Freedom to Farm Act: Shielding Slaughterhouses and Meatpacking From Public Scrutiny


This sounds like something out of a country with a “Ministry of Truth.” And these developments are also nauseating.
            In an effort to keep the eyes of the public out of their slaughterhouses, meat processing plants, and over-crowded feed lots, the meat and dairy industries are pushing legislation in several states that would make it a crime to notify the public as to what actually goes on in the production of our food. Bills circulating in the state houses of Indiana, Arkansas, and Pennsylvania would make it a crime to take videos at agricultural facilities. Similar legislation is being proposed in California and several other states. The American Legislative Exchange Council, or ALEC, a business backed conservative “think tank,” is providing much of the push for these laws.
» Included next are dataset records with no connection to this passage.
PR #123, opened 2018-01-10
CP-26216: implement to enable and disable SR-IOV

xiewei20082008:
SRIOV operations
* enable SR-IOV
* disable SR-IOV
* get SR-IOV capability

configurable items:

* MAC address
* VLAN
* rate limiting

Signed-off-by: Wei Xie <wei.xie@citrix.com>

### DIFF
--- a/lib/network_utils.ml
+++ b/lib/network_utils.ml
@@ -13,6 +13,8 @@
  *)
 
 open Xapi_stdext_pervasives
+open Xapi_stdext_unix
+open Xapi_stdext_std
 
 open Network_interface
 
@@ -31,6 +33,11 @@ let brctl = ref "/sbin/brctl"
 let modprobe = "/sbin/modprobe"
 let ethtool = ref "/sbin/ethtool"
 let bonding_dir = "/proc/net/bonding/"
+let lspci = "/sbin/lspci"
+let ip = "/sbin/ip"
+let uname = "/usr/bin/uname"
+let dracut = "/sbin/dracut"
+let rebuild_initrd_timeout = ref 120.0
 let fcoedriver = ref "/opt/xensource/libexec/fcoe_driver"
 let inject_igmp_query_script = ref "/usr/libexec/xenopsd/igmp_query_injector.py"
 let mac_table_size = ref 10000
@@ -208,6 +215,36 @@ module Sysfs = struct
 		|> (fun p -> try read_one_line p |> duplex_of_string with _ -> Duplex_unknown)
 		in (speed, duplex)
 
+	let get_dev_nums_with_same_driver driver = 
+		try
+			Sys.readdir ("/sys/bus/pci/drivers/" ^ driver)
+			|> Array.to_list
+			|> List.filter (Re.execp (Re_perl.compile_pat "\d+:\d+:\d+\.\d+"))
+			|> List.length
+		with _ -> 0
+
+	let parent_device_of_vf pcibuspath =
+		try
+			let pf_net_path = Printf.sprintf "/sys/bus/pci/devices/%s/physfn/net" pcibuspath in
+			let devices = Sys.readdir pf_net_path in
+			if Array.length devices = 1 then devices.(0)
+			else raise (Sys_error ("Can not get parent device for " ^ pcibuspath))
+		with _ -> raise (Sys_error ("Can not get parent device for " ^ pcibuspath))
+
+	let device_index_of_vf parent_device pcibuspath =
+		try
+			let re = Re_perl.compile_pat "virtfn(\d+)" in
+			let device_path = getpath parent_device "device" in
+			let group = Sys.readdir device_path
+				|> Array.to_list
+				|> List.filter (Re.execp re) (* List elements are like "virtfn1" *)
+				|> List.find (fun x -> Xstringext.String.has_substr (Unix.readlink (device_path ^ "/" ^ x)) pcibuspath )
+				|> Re.exec_opt re
+			in
+			match group with
+			| None -> raise (Sys_error ("Can not get device index for " ^ pcibuspath))
+			| Some x -> int_of_string (Re.Group.get x 1)
+		with _ -> raise (Sys_error ("Can not get device index for " ^ pcibuspath))
 end
 
 module Ip = struct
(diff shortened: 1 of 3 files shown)


cheng-z:
Hi @robhoes , I saw a Travis failure which was caused by: Sysfs_successful newly defined in
https://github.com/xapi-project/xcp-idl/pull/185/files
was not included in Travis.

So I think basically, it was not a problem.
If you can let me know how to point the travis for the feature branch of IDL, I can do that to pass the travis check. Thanks.

robhoes:
I am updating the travis config.

lib/network_utils.ml
```diff
@@ -208,6 +215,36 @@ module Sysfs = struct
...
+			|> List.length
+		with _ -> 0
+
+	let parent_device_of_vf pcibuspath =
+		try
+			let pf_net_path = Printf.sprintf "/sys/bus/pci/devices/%s/physfn/net" pcibuspath in
+			let devices = Sys.readdir pf_net_path in
+			if Array.length devices = 1 then devices.(0)
+			else raise (Sys_error ("Can not get parent device for " ^ pcibuspath))
+		with _ -> raise (Sys_error ("Can not get parent device for " ^ pcibuspath))
```
robhoes: The `Sys_error` exception is raised by functions in the `Sys` module. I don't think that is appropriate here. Also, this exception will bubble up all the way to the top. I'd prefer to return an option type from functions like this, so that the control flow is easier to understand. Or even better, use the `result` type and monadic operators from `Rresult`.

Note that generally speaking, the error handling in networkd is quite poor. But it would be good to start right now to make it better in the new code.

lib/network_utils.ml
```diff
@@ -208,6 +215,36 @@ module Sysfs = struct
...
+			let group = Sys.readdir device_path
+				|> Array.to_list
+				|> List.filter (Re.execp re) (* List elements are like "virtfn1" *)
+				|> List.find (fun x -> Xstringext.String.has_substr (Unix.readlink (device_path ^ "/" ^ x)) pcibuspath )
+				|> Re.exec_opt re
+			in
+			match group with
+			| None -> raise (Sys_error ("Can not get device index for " ^ pcibuspath))
+			| Some x -> int_of_string (Re.Group.get x 1)
+		with _ -> raise (Sys_error ("Can not get device index for " ^ pcibuspath))
```
robhoes: As above, regarding the exception.

lib/network_utils.ml
```diff
@@ -1163,3 +1200,196 @@ module Ethtool = struct
...
+				| false, false -> set_sriov_via_sysfs dev 0; ()
+				| true, true ->
+					write_conf_file driver conf;
+					rebuild_initrd ()
+				| _ -> ()
+			with e -> debug "%s: best effort disable sriov with exn: %s" dev (Printexc.to_string e);()
+		in
+		best_effort_disable(); Ok Disable_successful
+
+	let make_vf_conf_internal pcibuspath (vf_info : Sriov.sriov_pci_t) =
```
robhoes: Any code manipulating types from the IDL, such as `Sriov.sriov_pci_t`, should go into network_server.ml. Functions in network_util.ml are meant to be simple wrappers of Linux tools, which are tied together in network_server.ml functions. Hence, this entire function should be part of `make_vf_config`.

lib/network_utils.ml
```diff
@@ -1163,3 +1200,196 @@ module Ethtool = struct
...
+		let config_mac dev index  = function
```
robhoes: These three functions belong in the `Ip` module and call `link_set`.

lib/network_utils.ml
```diff
@@ -1163,3 +1200,196 @@ module Ethtool = struct
 		if options <> [] then
 			ignore (call ~log:true ("-K" :: name :: (List.concat (List.map (fun (k, v) -> [k; v]) options))))
 end
+
+module Sriov = struct
```
robhoes: Note that Network_utils (this file) is organised into sub-modules that are based on Linux tools/features (see comment below on `make_vf_conf_internal`). `Sriov` doesn't quite fit this model. It looks like most of the functions below belong inside some of the existing modules above, or in new ones, or should just move to the top-level in network_server.ml.

lib/network_utils.ml
```diff
@@ -1163,3 +1200,196 @@ module Ethtool = struct
...
+	type t = {
+		max_vfs: int;
+		num_vfs: int;
+	}
+
+	let rebuild_initrd () =
+		let img_name = call_script uname ["-r"] |> String.trim in
+		ignore(call_script ~timeout:(Some !rebuild_initrd_timeout) dracut
```
robhoes: This uses `dracut`, so could go into a `Dracut` module.

lib/network_utils.ml
```diff
@@ -1163,3 +1200,196 @@ module Ethtool = struct
...
+			match group with
+			| None -> {max_vfs=0; num_vfs=0}
+			| Some x -> {max_vfs = (int_of_string (Re.Group.get x 1)) - 1;
+				num_vfs = (int_of_string (Re.Group.get x 2))}
+		end
+		else
+			{max_vfs=0; num_vfs=0}
+
+	let get_lspci_output dev = 
+		call_script lspci ["-vv"; "-s"; (Sysfs.get_pcibuspath dev)]
```
robhoes: We should try to use `ocaml-pci` rather than calling `lspci` and parsing its output.

lib/network_utils.ml
```diff
@@ -1163,3 +1200,196 @@ module Ethtool = struct
...
+			| true, true ->
+				write_conf_file driver conf;
+				rebuild_initrd ()
+			| false, false -> 
+				let new_option_line = Printf.sprintf "options %s max_vfs=%s" driver (gen_options_for_maxvfs driver config_t.max_vfs) in
+				write_conf_file driver (conf @ [new_option_line]);
+				rebuild_initrd ()
+			| _ -> ()
+		in
+		if config_t.max_vfs = 0 then raise (Sys_error (Printf.sprintf "%s: do not have sriov capabilities" dev));
```
robhoes: This function actually returns a result type in the IDL, while this exception is never caught. This should translate to an error that is defined in the IDL.

lib/network_utils.ml
```diff
@@ -1163,3 +1200,196 @@ module Ethtool = struct
...
+
+	let get_driver dev =
+		match (Sysfs.get_driver_name dev) with
+		| Some driver -> driver
+		| None -> raise (Sys_error ("cannot get driver name for " ^ dev))
+
+	let write_conf_file driver content=
+		Unixext.write_string_to_file (Printf.sprintf "/etc/modprobe.d/%s.conf" driver) (String.concat "\n" content)
+
+	let enable_internal dev =
```
robhoes: See the comment on `make_vf_conf_internal` below. Most of this function should be moved into the `enable` function in network_server.ml.

lib/network_utils.ml
```diff
@@ -1163,3 +1200,196 @@ module Ethtool = struct
...
+					Error (Unknown "unable to enable via sysfs")
+			end
+		with
+		| Sys_error s when Xstringext.String.has_substr s "out of range of" -> Error Bus_out_of_range
+		| Sys_error s when Xstringext.String.has_substr s "not enough MMIO resources" -> Error Not_enough_mmio_resources
+		| e ->
+			debug "%s: set sriov error with exception %s" dev (Printexc.to_string e);
+			Error (Unknown "unable to enable via sysfs")
+
+	let get_driver dev =
```
robhoes: What is this for? We don't want any exceptions to be raised here, because the top-level IDL function returns a `result` type.

lib/network_utils.ml
```diff
@@ -1163,3 +1200,196 @@ module Ethtool = struct
...
+		match (Sysfs.get_driver_name dev) with
+		| Some driver -> driver
+		| None -> raise (Sys_error ("cannot get driver name for " ^ dev))
+
+	let write_conf_file driver content=
```
robhoes: We should have a `Modprobe` module with this and some of the functions above.

lib/network_utils.ml
```diff
@@ -1163,3 +1200,196 @@ module Ethtool = struct
...
+	a indicates the probe configuration already has the max_vfs options, meaning the device doesn't support sysfs and will be configed by modprobe
+	b indicates some changes shall be made on the coniguration to enable sriov to max_vfs, so we shall rebuild the initrd.
+	and c is the configurations after these changes
+	*)
+	let parse_modprobe_conf driver max_vfs =
+		let file_path = Printf.sprintf "/etc/modprobe.d/%s.conf" driver in
+		let option = gen_options_for_maxvfs driver max_vfs in
+		parse_modprobe_conf_internal file_path driver option
+
+	let get_sriov_info lspci_output =
```
robhoes: I think it is better to get this information (max/num_vfs) from sysfs, which is more efficient (quick file reads).

lib/network_utils.ml
```diff
@@ -1163,3 +1200,196 @@ module Ethtool = struct
...
+		if Re.execp (Re_perl.compile_pat "Capabilities:.+SR-IOV") lspci_output then
+		begin
+			let group = Re.exec_opt (Re_perl.compile_pat "Total VFs: (\d+), Number of VFs: (\d+)") lspci_output in
+			match group with
+			| None -> {max_vfs=0; num_vfs=0}
```
robhoes: Using a record for returning to simple integers is a bit overkill. A tuple is fine. However, in this case I had expected two functions: `Sysfs.sriov_numvfs` and `Sysfs.sriov_totalvfs`.

lib/network_utils.ml
```diff
@@ -1163,3 +1200,196 @@ module Ethtool = struct
...
+		call_script lspci ["-vv"; "-s"; (Sysfs.get_pcibuspath dev)]
+
+	let get_capabilities dev = 
+		try
+			let info = get_lspci_output dev |> get_sriov_info in
+			if info.max_vfs = 0 then [] else ["sriov"]
+		with _ -> []
+
+	let set_sriov_via_sysfs dev num_vfs =
+		let interface = Printf.sprintf "/sys/class/net/%s/device/sriov_numvfs" dev in
```
robhoes: Oh, so here we are using the sysfs node.

robhoes: This really deserves a `set_sriov_numvfs` function in the `Sysfs` module.

lib/network_utils.ml
```diff
@@ -1163,3 +1200,196 @@ module Ethtool = struct
...
+				let has_probe_conf, need_rebuild_intrd, conf = parse_modprobe_conf driver 0 in
+				match has_probe_conf,need_rebuild_intrd with
+				| false, false -> set_sriov_via_sysfs dev 0; ()
+				| true, true ->
+					write_conf_file driver conf;
+					rebuild_initrd ()
+				| _ -> ()
+			with e -> debug "%s: best effort disable sriov with exn: %s" dev (Printexc.to_string e);()
+		in
+		best_effort_disable(); Ok Disable_successful
```
robhoes: So the only possible return value of `disable` is `Ok Disable_successful`. That's a bit odd, isn't it?

lib/network_utils.ml
robhoes: Or, it may be easier to get the information from sysfs. For example, to check whether a NIC supports SR-IOV, we can look at the `sriov_totalvfs` node instead of the capabilities from lspci:

>What:		/sys/bus/pci/devices/.../sriov_totalvfs
Date:		November 2012
Contact:	Donald Dutile <ddutile@redhat.com>
Description:
		This file appears when a physical PCIe device supports SR-IOV.
		Userspace applications can read this file to determine the
		maximum number of Virtual Functions (VFs) a PCIe physical
		function (PF) can support. Typically, this is the value reported
		in the PF's SR-IOV extended capability structure's TotalVFs
		element.  Drivers have the ability at probe time to reduce the
		value read from this file via the pci_sriov_set_totalvfs()
		function.

xiewei20082008: I remember that I didn't use sriov_totalvfs file is because it doesn't always show the correct totalvfs number. The standard should be sriov_totalvfs = sriov_maxvfs + 1 (totalvfs = pf number + vf number), but for igbxe devices, the value in file sriov_totalvfs is 63 which is exactly the same with max_vfs. 

I used lspci's output is because its output is always correct.

xiewei20082008: Moreover, I didn't find ocaml-pci able to get the capabilities fields of PCI.

I will change to use sysfs to get sriov-totalvfs, the disadvantage of which is we will only enable 62 VFs on igbxe devices (maximum VFs is actually 63).

robhoes: Are you saying that lspci has a special case hardcoded for igbxe? Because, as far as I understand it, lspci/libpci by default also uses sysfs to get this kind of information.

For the capability checking, however, it doesn't matter whether it gets the number right. If the file exists, then the SR-IOV is present, if not, then it isn't.

xiewei20082008:
Since a lot of changes have been made, I am closing the PR and opening a new One.

PR #125, opened 2018-01-17
CP-26333 Add PIF.pci field for network sriov feature

krizex:
Implement interface to get pci bus path


robhoes:
The code is good, but the commit message doesn't make a lot of sense in this context: it should just describe the change that is made in this patch.

krizex:
Updated commit message.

            These “Ag Gag” laws are in response to academics, journalists, and activists who have shown us slaughterhouse conditions that would be recognizable to Sinclair Lewis, who chronicled his experiences in the meat packing yards of Chicago just over a century ago. Modern day men and women in the mold of Lewis have taken videos of cows being cruelly prodded with forklifts and veal calves being skinned alive. New School University assistant professor of politics Timothy Pachirat spent several years working in modern slaughterhouses and meatpacking in Omaha, Nebraska. Without the veneer of fiction that Lewis used in “The Jungle,” he describes the conditions of modern slaughterhouse work and his often stomach-churning experiences with his recent book “Every Twelve Seconds.” The book’s publication prompted the Iowa legislature to pass and the governor to sign HF 589, which makes it a criminal offence for a journalist or activist to get a job at a slaughterhouse or other agricultural facility with the intent of exposing the conditions of the places that bring us much of our food.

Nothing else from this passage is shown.